BEGIN Given records

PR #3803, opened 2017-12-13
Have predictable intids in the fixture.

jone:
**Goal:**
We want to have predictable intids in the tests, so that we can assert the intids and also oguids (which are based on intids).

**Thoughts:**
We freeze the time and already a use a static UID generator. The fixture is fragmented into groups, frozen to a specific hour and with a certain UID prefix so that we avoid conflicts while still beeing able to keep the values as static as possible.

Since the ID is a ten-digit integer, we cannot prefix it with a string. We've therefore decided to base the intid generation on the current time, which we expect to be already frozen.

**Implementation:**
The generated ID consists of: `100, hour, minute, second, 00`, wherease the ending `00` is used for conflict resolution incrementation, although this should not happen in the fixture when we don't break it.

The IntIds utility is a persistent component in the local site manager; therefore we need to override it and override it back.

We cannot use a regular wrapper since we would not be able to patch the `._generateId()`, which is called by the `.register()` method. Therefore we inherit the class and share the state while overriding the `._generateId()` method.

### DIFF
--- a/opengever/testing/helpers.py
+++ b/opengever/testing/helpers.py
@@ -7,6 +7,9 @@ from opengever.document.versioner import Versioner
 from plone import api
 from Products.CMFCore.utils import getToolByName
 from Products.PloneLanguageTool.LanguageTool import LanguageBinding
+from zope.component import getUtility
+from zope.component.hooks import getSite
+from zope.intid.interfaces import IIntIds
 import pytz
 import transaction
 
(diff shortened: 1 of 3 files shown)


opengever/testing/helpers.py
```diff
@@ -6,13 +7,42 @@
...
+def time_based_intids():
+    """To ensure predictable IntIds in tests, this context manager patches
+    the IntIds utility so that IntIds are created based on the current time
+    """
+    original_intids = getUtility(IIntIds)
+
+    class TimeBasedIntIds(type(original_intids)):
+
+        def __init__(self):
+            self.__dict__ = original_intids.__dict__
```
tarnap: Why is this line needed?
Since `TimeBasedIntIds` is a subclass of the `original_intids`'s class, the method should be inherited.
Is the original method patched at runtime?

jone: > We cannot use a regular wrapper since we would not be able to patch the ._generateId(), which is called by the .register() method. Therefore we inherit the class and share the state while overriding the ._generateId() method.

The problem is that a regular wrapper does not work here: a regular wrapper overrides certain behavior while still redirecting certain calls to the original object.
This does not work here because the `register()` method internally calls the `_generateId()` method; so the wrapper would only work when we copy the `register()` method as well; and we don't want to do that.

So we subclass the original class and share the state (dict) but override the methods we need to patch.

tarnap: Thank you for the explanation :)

END Given records

**What the task requires**
Pick out the lines above containing the word "certain", then copy them.

**Written reply**
We freeze the time and already a use a static UID generator. The fixture is fragmented into groups, frozen to a specific hour and with a certain UID prefix so that we avoid conflicts while still beeing able to keep the values as static as possible.
The problem is that a regular wrapper does not work here: a regular wrapper overrides certain behavior while still redirecting certain calls to the original object.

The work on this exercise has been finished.